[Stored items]
+===+
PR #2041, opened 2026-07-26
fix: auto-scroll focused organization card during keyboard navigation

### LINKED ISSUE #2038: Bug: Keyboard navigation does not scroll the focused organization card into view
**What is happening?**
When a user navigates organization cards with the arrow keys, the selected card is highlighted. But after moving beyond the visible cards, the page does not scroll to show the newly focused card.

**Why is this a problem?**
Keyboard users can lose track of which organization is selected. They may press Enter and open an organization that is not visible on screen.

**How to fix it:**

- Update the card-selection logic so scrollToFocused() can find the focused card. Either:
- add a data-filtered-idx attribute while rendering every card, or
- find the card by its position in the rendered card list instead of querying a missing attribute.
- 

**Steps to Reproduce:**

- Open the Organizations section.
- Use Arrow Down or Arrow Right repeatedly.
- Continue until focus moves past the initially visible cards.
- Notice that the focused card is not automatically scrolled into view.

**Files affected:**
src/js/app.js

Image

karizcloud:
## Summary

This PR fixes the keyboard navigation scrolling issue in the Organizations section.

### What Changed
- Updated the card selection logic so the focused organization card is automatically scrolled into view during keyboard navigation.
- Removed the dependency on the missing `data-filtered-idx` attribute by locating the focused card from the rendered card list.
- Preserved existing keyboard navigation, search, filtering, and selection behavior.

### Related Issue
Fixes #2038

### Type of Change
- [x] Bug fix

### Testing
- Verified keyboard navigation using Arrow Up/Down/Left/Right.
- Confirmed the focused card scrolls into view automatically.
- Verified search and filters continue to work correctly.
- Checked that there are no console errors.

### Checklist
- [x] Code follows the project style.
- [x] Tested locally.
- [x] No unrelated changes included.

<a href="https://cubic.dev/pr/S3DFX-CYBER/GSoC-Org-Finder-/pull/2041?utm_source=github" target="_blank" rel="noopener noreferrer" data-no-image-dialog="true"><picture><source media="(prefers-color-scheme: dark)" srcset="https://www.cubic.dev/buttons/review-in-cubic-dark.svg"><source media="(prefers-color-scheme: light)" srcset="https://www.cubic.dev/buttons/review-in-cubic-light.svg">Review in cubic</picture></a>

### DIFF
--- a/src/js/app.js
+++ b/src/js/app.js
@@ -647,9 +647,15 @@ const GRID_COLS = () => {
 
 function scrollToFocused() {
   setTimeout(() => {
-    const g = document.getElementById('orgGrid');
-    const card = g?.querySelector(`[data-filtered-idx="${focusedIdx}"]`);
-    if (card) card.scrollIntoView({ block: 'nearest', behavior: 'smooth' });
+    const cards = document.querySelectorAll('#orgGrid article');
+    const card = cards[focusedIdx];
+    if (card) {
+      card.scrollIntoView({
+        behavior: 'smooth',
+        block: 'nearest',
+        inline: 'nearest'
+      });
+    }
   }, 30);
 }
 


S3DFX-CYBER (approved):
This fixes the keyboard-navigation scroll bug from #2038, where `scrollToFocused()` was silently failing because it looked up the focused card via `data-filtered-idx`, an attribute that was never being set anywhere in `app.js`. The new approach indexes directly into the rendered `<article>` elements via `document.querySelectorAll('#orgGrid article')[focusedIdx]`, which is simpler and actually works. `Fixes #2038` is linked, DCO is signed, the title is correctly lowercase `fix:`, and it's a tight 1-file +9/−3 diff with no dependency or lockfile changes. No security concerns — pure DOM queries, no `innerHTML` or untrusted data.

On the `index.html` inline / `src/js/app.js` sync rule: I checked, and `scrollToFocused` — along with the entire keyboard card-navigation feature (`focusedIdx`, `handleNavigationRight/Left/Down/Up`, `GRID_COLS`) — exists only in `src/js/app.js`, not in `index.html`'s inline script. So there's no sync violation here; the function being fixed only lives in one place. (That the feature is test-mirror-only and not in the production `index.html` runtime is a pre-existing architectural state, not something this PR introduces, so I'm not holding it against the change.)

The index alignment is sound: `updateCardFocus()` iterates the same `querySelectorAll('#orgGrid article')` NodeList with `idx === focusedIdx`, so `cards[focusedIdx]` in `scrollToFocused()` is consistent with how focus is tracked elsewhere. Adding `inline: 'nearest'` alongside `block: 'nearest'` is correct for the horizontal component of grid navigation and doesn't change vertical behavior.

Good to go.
+===+
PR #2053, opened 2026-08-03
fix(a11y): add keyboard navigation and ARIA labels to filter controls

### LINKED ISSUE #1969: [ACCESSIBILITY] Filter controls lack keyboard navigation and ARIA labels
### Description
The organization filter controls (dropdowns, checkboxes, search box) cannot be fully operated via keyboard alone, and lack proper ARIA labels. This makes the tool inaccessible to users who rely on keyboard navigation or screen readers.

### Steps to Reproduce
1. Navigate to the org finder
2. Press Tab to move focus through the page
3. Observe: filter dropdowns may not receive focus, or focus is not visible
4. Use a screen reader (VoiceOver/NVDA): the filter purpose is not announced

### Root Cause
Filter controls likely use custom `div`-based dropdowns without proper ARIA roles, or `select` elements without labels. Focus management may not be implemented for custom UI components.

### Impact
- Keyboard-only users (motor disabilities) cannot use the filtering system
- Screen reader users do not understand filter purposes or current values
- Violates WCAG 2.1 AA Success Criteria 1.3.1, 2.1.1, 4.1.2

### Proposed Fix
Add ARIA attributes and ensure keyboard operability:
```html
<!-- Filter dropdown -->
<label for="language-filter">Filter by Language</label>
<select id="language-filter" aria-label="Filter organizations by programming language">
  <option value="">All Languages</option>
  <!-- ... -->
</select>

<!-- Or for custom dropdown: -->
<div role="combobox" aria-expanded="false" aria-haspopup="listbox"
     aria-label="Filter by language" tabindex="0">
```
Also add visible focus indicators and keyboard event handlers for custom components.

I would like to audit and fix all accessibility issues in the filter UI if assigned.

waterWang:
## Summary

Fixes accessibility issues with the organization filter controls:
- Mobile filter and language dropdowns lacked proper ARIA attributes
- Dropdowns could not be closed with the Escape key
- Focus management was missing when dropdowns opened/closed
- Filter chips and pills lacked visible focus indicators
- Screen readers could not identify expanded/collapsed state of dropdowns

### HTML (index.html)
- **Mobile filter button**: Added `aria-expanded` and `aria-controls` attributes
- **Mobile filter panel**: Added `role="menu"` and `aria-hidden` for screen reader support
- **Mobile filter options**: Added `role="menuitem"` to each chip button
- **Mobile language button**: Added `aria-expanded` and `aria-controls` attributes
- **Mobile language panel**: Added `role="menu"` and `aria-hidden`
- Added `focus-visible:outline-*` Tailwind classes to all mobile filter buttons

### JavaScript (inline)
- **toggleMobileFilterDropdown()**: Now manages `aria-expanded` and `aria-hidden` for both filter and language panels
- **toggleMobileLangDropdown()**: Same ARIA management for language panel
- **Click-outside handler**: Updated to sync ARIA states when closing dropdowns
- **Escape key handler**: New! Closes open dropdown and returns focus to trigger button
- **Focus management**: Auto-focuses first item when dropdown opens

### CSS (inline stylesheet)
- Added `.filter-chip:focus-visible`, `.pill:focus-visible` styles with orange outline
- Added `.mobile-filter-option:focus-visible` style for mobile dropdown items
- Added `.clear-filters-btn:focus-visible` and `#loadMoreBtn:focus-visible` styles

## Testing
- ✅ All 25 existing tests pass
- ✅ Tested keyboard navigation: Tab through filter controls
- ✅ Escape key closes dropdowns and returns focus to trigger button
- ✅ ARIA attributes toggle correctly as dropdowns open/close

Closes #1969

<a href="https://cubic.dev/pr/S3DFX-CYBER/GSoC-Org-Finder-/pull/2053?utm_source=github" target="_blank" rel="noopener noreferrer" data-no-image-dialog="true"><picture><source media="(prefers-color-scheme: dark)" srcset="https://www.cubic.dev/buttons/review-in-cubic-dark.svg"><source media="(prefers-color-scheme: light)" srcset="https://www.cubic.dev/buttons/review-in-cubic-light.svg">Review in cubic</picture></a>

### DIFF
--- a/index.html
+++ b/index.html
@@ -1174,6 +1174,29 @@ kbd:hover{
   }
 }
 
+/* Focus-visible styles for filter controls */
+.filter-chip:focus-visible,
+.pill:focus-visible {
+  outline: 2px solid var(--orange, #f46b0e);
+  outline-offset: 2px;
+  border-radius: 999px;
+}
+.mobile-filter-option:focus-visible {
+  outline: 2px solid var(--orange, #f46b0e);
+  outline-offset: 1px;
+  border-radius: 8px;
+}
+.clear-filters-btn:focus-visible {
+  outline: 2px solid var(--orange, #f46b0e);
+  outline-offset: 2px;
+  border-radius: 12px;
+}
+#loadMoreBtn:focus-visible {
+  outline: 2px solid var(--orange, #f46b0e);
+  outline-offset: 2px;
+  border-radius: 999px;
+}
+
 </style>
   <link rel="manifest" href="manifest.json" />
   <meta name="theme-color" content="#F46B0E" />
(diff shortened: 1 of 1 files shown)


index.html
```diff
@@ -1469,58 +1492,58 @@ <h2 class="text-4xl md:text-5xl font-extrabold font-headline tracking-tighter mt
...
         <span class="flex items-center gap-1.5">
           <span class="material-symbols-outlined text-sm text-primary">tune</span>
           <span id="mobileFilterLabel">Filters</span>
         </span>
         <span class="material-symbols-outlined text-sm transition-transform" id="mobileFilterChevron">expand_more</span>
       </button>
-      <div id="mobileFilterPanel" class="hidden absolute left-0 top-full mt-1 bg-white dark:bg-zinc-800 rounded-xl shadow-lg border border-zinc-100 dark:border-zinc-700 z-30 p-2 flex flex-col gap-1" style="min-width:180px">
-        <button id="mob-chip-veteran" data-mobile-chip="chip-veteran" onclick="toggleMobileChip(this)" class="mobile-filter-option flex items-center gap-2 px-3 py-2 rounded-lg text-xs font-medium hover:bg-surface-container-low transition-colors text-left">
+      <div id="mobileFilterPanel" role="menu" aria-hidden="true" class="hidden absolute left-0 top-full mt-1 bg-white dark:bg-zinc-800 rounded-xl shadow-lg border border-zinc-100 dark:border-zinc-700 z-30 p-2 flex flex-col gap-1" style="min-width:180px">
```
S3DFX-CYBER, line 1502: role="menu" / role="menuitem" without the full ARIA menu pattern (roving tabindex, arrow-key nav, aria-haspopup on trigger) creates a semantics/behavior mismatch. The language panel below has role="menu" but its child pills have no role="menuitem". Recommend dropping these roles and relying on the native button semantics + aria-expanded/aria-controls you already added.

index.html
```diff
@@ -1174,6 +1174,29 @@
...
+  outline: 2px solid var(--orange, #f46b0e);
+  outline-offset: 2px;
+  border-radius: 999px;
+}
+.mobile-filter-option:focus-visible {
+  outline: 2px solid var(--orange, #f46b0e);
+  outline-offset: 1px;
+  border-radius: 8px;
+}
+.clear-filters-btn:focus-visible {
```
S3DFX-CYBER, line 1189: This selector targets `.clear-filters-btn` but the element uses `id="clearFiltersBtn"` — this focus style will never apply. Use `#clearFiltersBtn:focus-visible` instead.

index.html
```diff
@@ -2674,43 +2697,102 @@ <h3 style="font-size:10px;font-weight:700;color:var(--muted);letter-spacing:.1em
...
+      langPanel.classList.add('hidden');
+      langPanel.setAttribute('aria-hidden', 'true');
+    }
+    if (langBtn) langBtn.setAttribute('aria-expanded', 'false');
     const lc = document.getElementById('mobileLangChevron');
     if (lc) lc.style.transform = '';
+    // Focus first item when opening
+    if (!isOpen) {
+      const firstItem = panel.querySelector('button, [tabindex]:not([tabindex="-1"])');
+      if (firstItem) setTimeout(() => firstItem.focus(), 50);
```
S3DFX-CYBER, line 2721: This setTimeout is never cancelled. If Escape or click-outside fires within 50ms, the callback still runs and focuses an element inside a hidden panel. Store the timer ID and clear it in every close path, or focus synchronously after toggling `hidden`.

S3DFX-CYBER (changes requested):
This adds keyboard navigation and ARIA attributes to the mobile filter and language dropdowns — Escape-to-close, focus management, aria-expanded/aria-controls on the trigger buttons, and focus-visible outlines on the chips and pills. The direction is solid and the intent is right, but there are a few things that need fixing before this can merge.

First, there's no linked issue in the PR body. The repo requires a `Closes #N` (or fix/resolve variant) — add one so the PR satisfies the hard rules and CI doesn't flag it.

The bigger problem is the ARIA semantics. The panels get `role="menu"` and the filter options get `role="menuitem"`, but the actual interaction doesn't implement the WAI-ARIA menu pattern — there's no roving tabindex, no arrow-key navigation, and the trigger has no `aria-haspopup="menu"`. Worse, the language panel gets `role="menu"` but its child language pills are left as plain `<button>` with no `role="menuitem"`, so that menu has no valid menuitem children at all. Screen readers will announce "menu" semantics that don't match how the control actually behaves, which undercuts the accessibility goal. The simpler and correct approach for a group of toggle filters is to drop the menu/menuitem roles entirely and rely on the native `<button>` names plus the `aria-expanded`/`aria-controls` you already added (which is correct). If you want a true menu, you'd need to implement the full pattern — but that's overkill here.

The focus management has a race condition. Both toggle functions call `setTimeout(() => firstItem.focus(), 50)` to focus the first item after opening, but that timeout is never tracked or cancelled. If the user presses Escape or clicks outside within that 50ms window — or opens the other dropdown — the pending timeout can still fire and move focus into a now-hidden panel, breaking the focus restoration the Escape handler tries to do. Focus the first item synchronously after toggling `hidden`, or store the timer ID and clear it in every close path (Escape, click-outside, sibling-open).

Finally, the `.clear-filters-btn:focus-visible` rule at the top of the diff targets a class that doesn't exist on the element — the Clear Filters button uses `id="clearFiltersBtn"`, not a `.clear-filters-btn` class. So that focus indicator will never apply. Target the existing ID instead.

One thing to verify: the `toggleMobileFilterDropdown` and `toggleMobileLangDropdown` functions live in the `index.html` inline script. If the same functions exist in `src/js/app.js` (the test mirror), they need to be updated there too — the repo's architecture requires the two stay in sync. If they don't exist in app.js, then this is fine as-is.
+===+
» Exercise instructions
Exactly the lines above from the one with "PR #2041, opened 2026-07-26" to the one with "- Removed the", both included, are to be quoted; leave the rest out.

» Solution for this exercise
PR #2041, opened 2026-07-26
fix: auto-scroll focused organization card during keyboard navigation

### LINKED ISSUE #2038: Bug: Keyboard navigation does not scroll the focused organization card into view
**What is happening?**
When a user navigates organization cards with the arrow keys, the selected card is highlighted. But after moving beyond the visible cards, the page does not scroll to show the newly focused card.

**Why is this a problem?**
Keyboard users can lose track of which organization is selected. They may press Enter and open an organization that is not visible on screen.

**How to fix it:**

- Update the card-selection logic so scrollToFocused() can find the focused card. Either:
- add a data-filtered-idx attribute while rendering every card, or
- find the card by its position in the rendered card list instead of querying a missing attribute.
- 

**Steps to Reproduce:**

- Open the Organizations section.
- Use Arrow Down or Arrow Right repeatedly.
- Continue until focus moves past the initially visible cards.
- Notice that the focused card is not automatically scrolled into view.

**Files affected:**
src/js/app.js

Image

karizcloud:
## Summary

This PR fixes the keyboard navigation scrolling issue in the Organizations section.

### What Changed
- Updated the card selection logic so the focused organization card is automatically scrolled into view during keyboard navigation.
- Removed the dependency on the missing `data-filtered-idx` attribute by locating the focused card from the rendered card list.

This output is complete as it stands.